Kim raises her eyebrows expectantly. 

“I did a lot of bad stuff, you know. Stealing some old geezer’s prized stamp collection included.” He gives a faint laugh, then draws in a deep breath. 

“Jimmy,” Kim says, and her eyes grow soft. 

He stares at her.

“You don’t need to tell me,” she says quietly. 

“No, no, it’s not that,” Jimmy says. He grips his beer and taps his fingernails on the glass. “It’s just—” He huffs, looks down, then meets her gaze. “It’s just…” 

Kim waits, her face still. 

So he tells her. “I took a shit through some guy’s sunroof.”

Kim almost manages to hold it together. She stares at him, lips quivering, cheeks trembling—and then bursts into violent laughter, big loud guffaws that have the other patrons staring over at her, and something unpleasant and shameful uncoils in Jimmy’s stomach. 

He swallows, taking a sip of his beer, watching her grip her chest.

“I’m s—I’m sorry,” she gasps, words faint through her laughter. “I just—” she says, reaching up to wipe tears from her face.
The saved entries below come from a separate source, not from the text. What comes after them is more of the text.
PR #171, opened 2020-06-17
Move event listener to a service

grasmash:
I've tried creating both an event listener and subscriber, but I can't get any of the methods (apart from getSubscribedEvents) to actual fire.

### DIFF
--- a/src/EventListener/ExceptionListener.php
+++ b/src/EventListener/ExceptionListener.php
@@ -1,0 +1,28 @@
+<?php
+
+namespace Acquia\Cli\EventListener;
+
+use Acquia\Cli\Exception\AcquiaCliException;
+use League\OAuth2\Client\Provider\Exception\IdentityProviderException;
+use Symfony\Component\Console\ConsoleEvents;
+use Symfony\Component\Console\Event\ConsoleErrorEvent;
+
+class ExceptionListener
+{
+
+  public function onConsoleError(ConsoleErrorEvent $event) {
+    $exitCode = $event->getExitCode();
+    $error = $event->getError();
+    // Make OAuth server errors more human-friendly.
+    if ($error instanceof IdentityProviderException && $error->getMessage() === 'invalid_client') {
+      $event->setError(new AcquiaCliException('Your Cloud API credentials are invalid. Run acli auth:login to reset them.',
+        [], $exitCode));
+    }
+  }
+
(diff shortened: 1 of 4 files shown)


src/EventListener/ExceptionListener.php
```diff
@@ -0,0 +1,28 @@
...
+
+use Acquia\Cli\Exception\AcquiaCliException;
+use League\OAuth2\Client\Provider\Exception\IdentityProviderException;
+use Symfony\Component\Console\ConsoleEvents;
+use Symfony\Component\Console\Event\ConsoleErrorEvent;
+
+class ExceptionListener
+{
+
+  public function onConsoleError(ConsoleErrorEvent $event) {
```
grasmash, line 13: Tried this based on https://symfony.com/blog/new-in-symfony-4-4-simpler-event-listeners

src/EventSubscriber/ExceptionSubscriber.php
```diff
@@ -0,0 +1,62 @@
...
+use Symfony\Component\Console\Event\ConsoleEvent;
+use Symfony\Component\EventDispatcher\EventSubscriberInterface;
+
+class ExceptionSubscriber implements EventSubscriberInterface
+{
+
+  /**
+   * @return array
+   */
+  public static function getSubscribedEvents() {
```
grasmash, line 18: Based on https://symfony.com/doc/current/event_dispatcher.html#creating-an-event-subscriber

grasmash: This method gets called.

src/EventSubscriber/ExceptionSubscriber.php
```diff
@@ -0,0 +1,62 @@
...
+      ConsoleEvents::COMMAND => [
+        ['processCommand', 10],
+      ],
+      ConsoleEvents::TERMINATE => [
+        ['processTerminate', 10],
+      ],
+    ];
+  }
+
+  public function processException(ConsoleErrorEvent $event) {
```
grasmash, line 32: This method does not.

src/EventListener/ExceptionListener.php
grasmash: This never seems to get called.

grasmash:
I'm giving up on this.

PR #178, opened 2020-06-19
Fixes #177: Allow [site] and [site].[env] to be used rather than appU…

### LINKED ISSUE #177: Allow [site] and [site].[env] to be used rather than appUuid or EnvUuid
We already do this for the remote:* commands: https://github.com/acquia/cli/blob/master/src/Command/Remote/SshBaseCommand.php#L47

We also already substitute applicationUuid when a repo is linked: https://github.com/acquia/cli/blob/master/src/Command/Api/ApiCommandBase.php#L57

So for instance, it'd be nice if both of these worked:
```
acli api:applications:find eemgrasmick
acli api:applications:find 257a5440-22c3-49d1-894d-29497a1cf3b8
```

Or:
```
acli api:environments:domain-clear-varnish 21351-257a5440-22c3-49d1-894d-29497a1cf3b8 eemgrasmickdev.prod.acquia-sites.com
acli api:environments:domain-clear-varnish eemgrasmick.dev eemgrasmickdev.prod.acquia-sites.com
```

And not just for api:* commands, for all commands.

grasmash:
…uid or EnvUuid.


grasmash:
This works, but no test coverage yet.

grasmash:
As a follow up, I would like to update the usage examples to show that these aliases can be used

PR #184, opened 2020-06-23
Hide update command in IDEs.

grasmash:


anavarre:
Yes, I debated whether to make this available in IDEs and after thinking about it it's best we control which specific version is installed, especially if we have a regression with a newer version.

She forces air out her mouth, a calming breath, then meets his eyes and says gently, “I’m sorry, Jimmy.” 

But her gaze is kind, not full of the disgust he expected, and suddenly the shame in him breaks, and he starts laughing too, slowly at first and then louder, until the two of them are cackling together over their half-empty beer glasses, laughing and laughing until they run out of breath and have to stop, winded. 

And Jimmy thinks that it’s the first time in a long time he’s had a great night out without conning anybody, and he thinks that maybe he can do this forever. 
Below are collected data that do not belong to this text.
PR #198, opened 2020-07-10
Use Acquia project templates for acli new

danepowell:
@anavarre @grasmash This means that we will be creating Drupal 9 projects by default (instead of Drupal 8). I think that's desirable, but it's a big change.

### DIFF
--- a/src/Command/NewCommand.php
+++ b/src/Command/NewCommand.php
@@ -32,8 +32,8 @@ class NewCommand extends CommandBase {
    * @throws \Exception
    */
   protected function execute(InputInterface $input, OutputInterface $output) {
-    $this->output->writeln('Acquia recommends most customers use <comment>acquia/drupal-recommended-project</comment>, which includes useful utilities such as Acquia Connector.');
-    $this->output->writeln('<comment>acquia/drupal-minimal-project</comment> is the most minimal application that will run on Acquia Cloud.');
+    $this->output->writeln('Acquia recommends most customers use <options=bold>acquia/drupal-recommended-project</>, which includes useful utilities such as Acquia Connector.');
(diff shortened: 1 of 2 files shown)


anavarre:
Still, that's the right course of action IMO, so I'm +1 on this. Also, you put `ads new` here.

danepowell:
Lol, thanks... fixed the title

src/Command/NewCommand.php
```diff
@@ -32,23 +32,22 @@ protected function configure() {
    * @throws \Exception
    */
   protected function execute(InputInterface $input, OutputInterface $output) {
+    $this->output->writeln('Acquia recommends most customers use <comment>acquia/drupal-recommended-project</comment>, which includes useful utilities such as Acquia Connector.');
```
grasmash, line 35: We've started to use `<options=bold></>` rather than `<comment>` for this.

tests/phpunit/src/Commands/NewCommandTest.php
```diff
@@ -94,11 +94,6 @@ public function testNewCommand($project): void {
     $this->assertStringContainsString($project, $output);
     $this->assertStringContainsString('New 💧Drupal project created in ' . $this->newProjectDir, $output);
 
-    if ($project === 'drupal/recommended-project') {
-      $composer_json = file_get_contents(Path::join($this->newProjectDir, 'composer.json'));
-      $this->assertStringNotContainsString('web/', $composer_json);
-      $this->assertStringContainsString('docroot/', $composer_json);
```
grasmash, line 100: I think we should still assert that we have the expected composer.json in the right place.

danepowell: I don't think there's any value in this test, because we've hardcoded a composer.json in the text fixture, so all we'd testing is the fixture, nothing related to the business logic in the code.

Though Kim had looked much more relaxed when Jimmy said goodnight to her outside the Irish pub that Friday, by the time Monday morning rolls around the tension seems to have returned to her shoulders tenfold. She’s so fixated on her textbook that at first she doesn’t notice Jimmy arrive at all, and then her distracted, monosyllabic answers let him know to leave her be. He thinks of all the spring breakers down in Florida, crowding beneath the sun along long stretches of white sand, as Kim spends her mornings and evenings and lunch breaks hunkered beneath the fluorescent lights and prison windows of the basement breakroom. 
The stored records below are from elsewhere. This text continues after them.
PR #210, opened 2020-07-24
Fixes DT-1396: Refresh should match PHP version in IDE.

grasmash:


tests/phpunit/src/Commands/Ide/Wizard/IdeWizardDeleteSshKeyCommandTest.php
```diff
@@ -22,15 +22,18 @@ class IdeWizardDeleteSshKeyCommandTest extends IdeWizardTestBase {
...
+    $this->clientProphecy->request('get', '/ides/' . $this::$remote_ide_uuid)->willReturn($ide_response)->shouldBeCalled();
     $ide = new IdeResponse((object) $ide_response);
     $mock_body = $this->mockListSshKeysRequestWithIdeKey($ide);
 
     $this->mockGetIdeSshKeyRequest($ide);
     $this->mockDeleteSshKeyRequest($mock_body->{'_embedded'}->items[0]->uuid);
 
     // Create the file so it can be deleted.
-    $ssh_key_filename = $this->command->getSshKeyFilename($this->remote_ide_uuid);
+    $ssh_key_filename = $this->command->getSshKeyFilename($this::$remote_ide_uuid);
```
danepowell, line 36: I don't understand how this line of code works.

“So how’s it feel to look into your own future?” Jimmy asks Burt over lunch one day, as the two sit at the kitchen table opposite Kim’s textbook fort. 

Burt takes a painful-looking swallow of his ham sandwich. 

“And this’s only second year, right, Kim?” Jimmy asks, raising his voice a little.  

Kim either doesn’t hear or chooses not to respond. Her eyes trace the pages before her so intensely Jimmy’s surprised they haven’t cut grooves in the paper, thousands upon thousands of horizontal slices, ribbons of liability and provocation and inchoate crimes. 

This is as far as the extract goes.